For the relationship between CFGs and dependency grammars, there is a nice piece of math by Steve Abney http://www.vinartus.net/spa/94g.pdf

The upshot is that dependency grammar is definitely NOT just a notational variant of CFG.

The paper is unpublished, but well worth a read. I particularly commend the following closing section:

In closing, it is perhaps appropriate to discuss the import of the result.
>From a mathematical perspective, equivalences between types of
representation provide useful tools. Some results are easier to discover or prove using one type of representation; some are easier to discover or prove using the other. The equivalence allows one to use either type of

representation interchangeably. Judging from the literature, the linguist’s attitude tends to be rather different. . If one shows that two representations are equivalent in some respect, the immediate response is to seek other arguments for why one or the other representation is right

[Several paragraphs of commentary on possible reasons for this attitude, followed by:]

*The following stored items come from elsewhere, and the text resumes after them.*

PR #560, opened 2022-06-07
Add prediction utilities

ashnair1:
The main aim of this PR is to add utilities that will allow users to use a `torchgeo` segmentation model to create predictions on ~GeoTIFFs~ images of arbitrary size. 

Example using a model trained on the `InriaAerialImageLabelling` dataset shown below. Images in this dataset are of size 5000 x 5000 and the model was trained on 512 x 512 crops. 

image

PR #975, opened 2022-12-24
InriaAerialImageLabelingDataModule: fix predict dimensions

adamjstewart:
Previously, the following code would fail due to an extra dimension in predict samples:
```python
datamodule = InriaAerialImageLabelingDataModule(...)
model = SemanticSegmentationTask(...)
trainer = Trainer(...)

trainer.predict(model=model, datamodule=datamodule)
```
This is now fixed and properly tested with a real trainer. I also removed the inria datamodule tests since they aren't useful.


tests/trainers/test_segmentation.py
```diff
@@ -80,7 +82,9 @@ def test_trainer(
         trainer = Trainer(fast_dev_run=True, log_every_n_steps=1, max_epochs=1)
         trainer.fit(model=model, datamodule=datamodule)
         trainer.test(model=model, datamodule=datamodule)
-        trainer.predict(model=model, dataloaders=datamodule.val_dataloader())
+
+        if hasattr(datamodule, "predict_dataset"):
+            trainer.predict(model=model, datamodule=datamodule)
```
adamjstewart, line 87: The only reason we run predict on the val set instead of the predict set is because not all datamodules have a predict set. In order to get 100% coverage, we ran everything on val instead. However, at least for segmentation, we do have a predict set, so we should use it. This is how I discovered the bug to begin with.

torchgeo/datamodules/inria.py
```diff
@@ -98,7 +98,7 @@ def patch_sample(self, sample: Dict[str, Any]) -> Dict[str, Any]:
             self.patch_size,
             padding=padding,
         )
-        sample["image"] = rearrange(sample["image"], "() t c h w -> t () c h w")
+        sample["image"] = rearrange(sample["image"], "b n c h w -> (b n) c h w")
```
adamjstewart, line 101: `extract_tensor_patches` takes in "b c h w" and returns "b n c h w" where n is the number of patches extracted per image. This additional axis causes our code to fail. I think we should merge this into the batch dimension to fix this issue.

See https://kornia.readthedocs.io/en/latest/contrib.html#kornia.contrib.ExtractTensorPatches for details.

adamjstewart:
@ashnair1 this likely breaks your code in #560. I can't think of an easy way to support both "b c h w" _and_ "b n c h w" in `forward`, but if you can think of one let me know. Otherwise, you'll need to "b c h w -> b n c h w" manually before running `CombineTensorPatches`.

torchgeo/datamodules/inria.py
ashnair1: Could you add this line just after `extract_tensor_patches`?
 
```
sample["num_patches"] = sample["image"].shape[1]
```

This could be then used to reshape it back to "n b c h w" as is required in #560

ashnair1:
> @ashnair1 this likely breaks your code in #560. I can't think of an easy way to support both "b c h w" _and_ "b n c h w" in `forward`, but if you can think of one let me know. Otherwise, you'll need to "b c h w -> b n c h w" manually before running `CombineTensorPatches`.

 Can't think of a way to support both. Adding the number of patches to the sample dict as suggested in my comment will allow reshaping prior to `CombineTensorPatches`. That should work for now.

ashnair1 (approved):

PR #980, opened 2022-12-26
OSCDDataModule: fix dimensions when val_pct == 0

adamjstewart:
Haven't yet figured out how to fix this bug, but at least we're now aware of it.


adamjstewart:
@iejMac any ideas how to fix these failing tests? There seems to be a bug in the implementation when `val_pct` == 0.

isaaccorley:
Just took a quick glance and seems like if val_pct=0 then val_dataset = train_dataset, however the val dataloader doesn't get the same custom collate_fn passed to it. That might be a quick fix.

adamjstewart:
Yeah, it seems like `val_pct > 0` means use test transforms for all datasets and `val_pct == 0` means use train transforms for all datasets, neither of which makes sense. The train transforms do not seem to produce dimensions that are compatible, but we keep squeeze and indexing in random places and I have no idea what the right approach is.

isaaccorley:
I think the issue is that the train collate fn flattens the 2 images into the channel dimension so this can work with our segmentation trainer. But this doesn't happen when val_pct=0 for the val dataloader

adamjstewart:
Bigger issue is that this is a change detection dataset and we don't have a ChangeDetectionTask trainer. I think we should just remove this from the SemanticSegmentationTask trainer tests entirely.

PR #988, opened 2022-12-29
Fix for warning raised if model outputs no box predictions

ashnair1:
`draw_bounding_boxes` raises a warning if no boxes are passed. PR fixes this by calling the function only if `sample["prediction_boxes"]` has non zero elements.


torchgeo/datasets/nasa_marine_debris.py
```diff
@@ -236,7 +236,7 @@ def plot(
         image = draw_bounding_boxes(image=sample["image"], boxes=sample["boxes"])
```
adamjstewart, line 236: Can you do the same thing for "boxes"? Are there any images in the original dataset without positive examples?

adamjstewart (commented):
This is the same thing we do for IDTReeS so should be correct.

adamjstewart (approved):

PR #991, opened 2022-12-29
Added CSVLogger

### LINKED ISSUE #705: Add CSVLogger to train.py
### Summary

Our current `train.py` script only logs to TensorBoard. We should add a CSV logger.

### Rationale

In order to determine the optimal hyperparams in a hyperparam sweep, we need an easy way of finding the final val accuracy of each run. Currently, the only way to get this is to convert the TensorBoard logger output to a CSV. If we log directly to CSV this becomes much easier, especially for those who don't use TensorBoard.

### Implementation

_No response_

### Alternatives

_No response_

### Additional information

_No response_

bugraaldal:
Resolves #705 by adding CSVLogger to train.

### DIFF
--- a/train.py
+++ b/train.py
@@ -170,6 +170,7 @@ def main(conf: DictConfig) -> None:
     # Setup trainer
     ######################################
     tb_logger = pl_loggers.TensorBoardLogger(conf.program.log_dir, name=experiment_name)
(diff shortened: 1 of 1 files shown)


adamjstewart (approved):
Thanks, didn't realize this was so easy!

PR #999, opened 2023-01-04
Convert all index transforms to Kornia

adamjstewart:
This PR converts all of our index transforms to be valid Kornia augmentations. These transforms can now be used with AugmentationSequential just like all of the other transforms we use.


adamjstewart:
Can't get the dimensions to work in the transforms tutorial, please help.

nilsleh:
> Can't get the dimensions to work in the transforms tutorial, please help.

The only thing I can get to work is to match the shape of the input. 

```
class MinMaxNormalize(K.IntensityAugmentationBase2D):
    """Normalize channels to the range [0, 1] using min/max values."""

    def __init__(self, mins: Tensor, maxs: Tensor) -> None:
        super().__init__(p=1)
        self.flags = {
            "mins": mins.view(1, mins.shape[0], 1, 1), 
            "maxs": maxs.view(1, maxs.shape[0], 1, 1)
        }

    def apply_transform(
        self,
        input: Tensor,
        params: Dict[str, Tensor],
        flags: Dict[str, int],
        transform: Optional[Tensor] = None,
) -> Tensor:
        return (input - flags["mins"]) / (flags["maxs"] - flags["mins"] + 1e-10)
```

torchgeo/datasets/eurosat.py
```diff
@@ -170,7 +170,7 @@ def __getitem__(self, index: int) -> Dict[str, Tensor]:
         """
         image, label = self._load_image(index)
 
-        image = torch.index_select(image, dim=0, index=self.band_indices)
+        image = torch.index_select(image, dim=0, index=self.band_indices).float()
```
calebrob6, line 173: already done in the datamodules/gpu branch

torchgeo/transforms/indices.py
```diff
@@ -8,16 +8,16 @@
...
 import torch
+from kornia.augmentation import IntensityAugmentationBase2D
 from torch import Tensor
-from torch.nn.modules import Module
 
 _EPSILON = 1e-10
 
 
-class AppendNormalizedDifferenceIndex(Module):
+class AppendNormalizedDifferenceIndex(IntensityAugmentationBase2D):
```
calebrob6, line 20: What is this super class?

calebrob6: Nevermind https://kornia.readthedocs.io/en/latest/augmentation.base.html#kornia.augmentation.IntensityAugmentationBase2D

calebrob6:
Heads up that running `transforms.ipynb` breaks because the SSL cert for the EuroSat dataset expired.

calebrob6 (approved):

calebrob6 (approved):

If the result reported here is of linguistic interest, it is because some constraints on syntactic structures are most easily established using projection-dependency trees, and others are most easily established using characteristic trees. The result does not mean that phrase-structure trees are right and dependency trees are wrong. Indeed, if one is a true

description of a sentence, the other is ipso facto true; though they may be differentially useful in different contexts.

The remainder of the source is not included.